PR #1492, opened 2024-01-07
plugin examples: fix plugin base _fireDataUpdated #1491

### LINKED ISSUE #1491: Plugin not responding to data update
**Lightweight Charts™ Version:** 4.1.1

**Steps/code to reproduce:**

Have not tried this myself on your example, but you should be able to reproduce the issue with the change described here.

In the [session highlight example](https://github.com/tradingview/lightweight-charts/blob/86da4820bc2d81126122496ae6c7bca1b98b216a/plugin-examples/src/plugins/session-highlighting/example/example.ts), move `candleSeries.setData(data);` to the end of the file, after `candleSeries.attachPrimitive(sessionHighlighting);`.

```ts
// ...
const candleSeries = chart.addCandlestickSeries();
const data = generateAlternativeCandleData();
// make sure this is commented out or removed to be able to reproduce the problem
// candleSeries.setData(data);

function getDate(time: Time): Date {
// ...
// ...
const sessionHighlighting = new SessionHighlighting(sessionHighlighter);
candleSeries.attachPrimitive(sessionHighlighting);
candleSeries.setData(data);
```

**Actual behavior:**

Session highlighting does not work in the above case - when `attachPrimitive` is called before `setData`.

**Expected behavior:**

It should work :). Plugin should respond to data update.

**Potential solution:**

The issue seems to be caused by this line:

https://github.com/tradingview/lightweight-charts/blob/61d45db057c36c1b0d95e9a0d909fb5a60e5a19f/plugin-examples/src/plugins/plugin-base.ts#L25C5-L25C5

`_fireDataUpdated` is using `this` inside the function body:

```ts
	private _fireDataUpdated(scope: DataChangedScope) {
		if (this.dataUpdated) {
			this.dataUpdated(scope);
		}
	}
```

This `this` is not bound to a `SessionHighlighting` object (which inherits from `PluginBase`), but to something else. That other thing does not have `this.dataUpdated`, and it will always be `undefined`, whether `SessionHiglighting` object defines `dataUpdated` method or not.

Line 25 in `plugin-base.ts` should probably be changed:

```ts
// old
this._series.subscribeDataChanged(this._fireDataUpdated);

// fixed (option 1)
this._series.subscribeDataChanged((scope) => this._fireDataUpdated(scope));

// fixed(option 2)
this._series.subscribeDataChanged(this._fireDataUpdated.bind(this));
```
* * *
Task details: Transcribe all of the entries without alteration.

Response:
PR #1492, opened 2024-01-07
plugin examples: fix plugin base _fireDataUpdated #1491

### LINKED ISSUE #1491: Plugin not responding to data update
**Lightweight Charts™ Version:** 4.1.1

**Steps/code to reproduce:**

Have not tried this myself on your example, but you should be able to reproduce the issue with the change described here.

In the [session highlight example](https://github.com/tradingview/lightweight-charts/blob/86da4820bc2d81126122496ae6c7bca1b98b216a/plugin-examples/src/plugins/session-highlighting/example/example.ts), move `candleSeries.setData(data);` to the end of the file, after `candleSeries.attachPrimitive(sessionHighlighting);`.

```ts
// ...
const candleSeries = chart.addCandlestickSeries();
const data = generateAlternativeCandleData();
// make sure this is commented out or removed to be able to reproduce the problem
// candleSeries.setData(data);

function getDate(time: Time): Date {
// ...
// ...
const sessionHighlighting = new SessionHighlighting(sessionHighlighter);
candleSeries.attachPrimitive(sessionHighlighting);
candleSeries.setData(data);
```

**Actual behavior:**

Session highlighting does not work in the above case - when `attachPrimitive` is called before `setData`.

**Expected behavior:**

It should work :). Plugin should respond to data update.

**Potential solution:**

The issue seems to be caused by this line:

https://github.com/tradingview/lightweight-charts/blob/61d45db057c36c1b0d95e9a0d909fb5a60e5a19f/plugin-examples/src/plugins/plugin-base.ts#L25C5-L25C5

`_fireDataUpdated` is using `this` inside the function body:

```ts
	private _fireDataUpdated(scope: DataChangedScope) {
		if (this.dataUpdated) {
			this.dataUpdated(scope);
		}
	}
```

This `this` is not bound to a `SessionHighlighting` object (which inherits from `PluginBase`), but to something else. That other thing does not have `this.dataUpdated`, and it will always be `undefined`, whether `SessionHiglighting` object defines `dataUpdated` method or not.

Line 25 in `plugin-base.ts` should probably be changed:

```ts
// old
this._series.subscribeDataChanged(this._fireDataUpdated);

// fixed (option 1)
this._series.subscribeDataChanged((scope) => this._fireDataUpdated(scope));

// fixed(option 2)
this._series.subscribeDataChanged(this._fireDataUpdated.bind(this));
```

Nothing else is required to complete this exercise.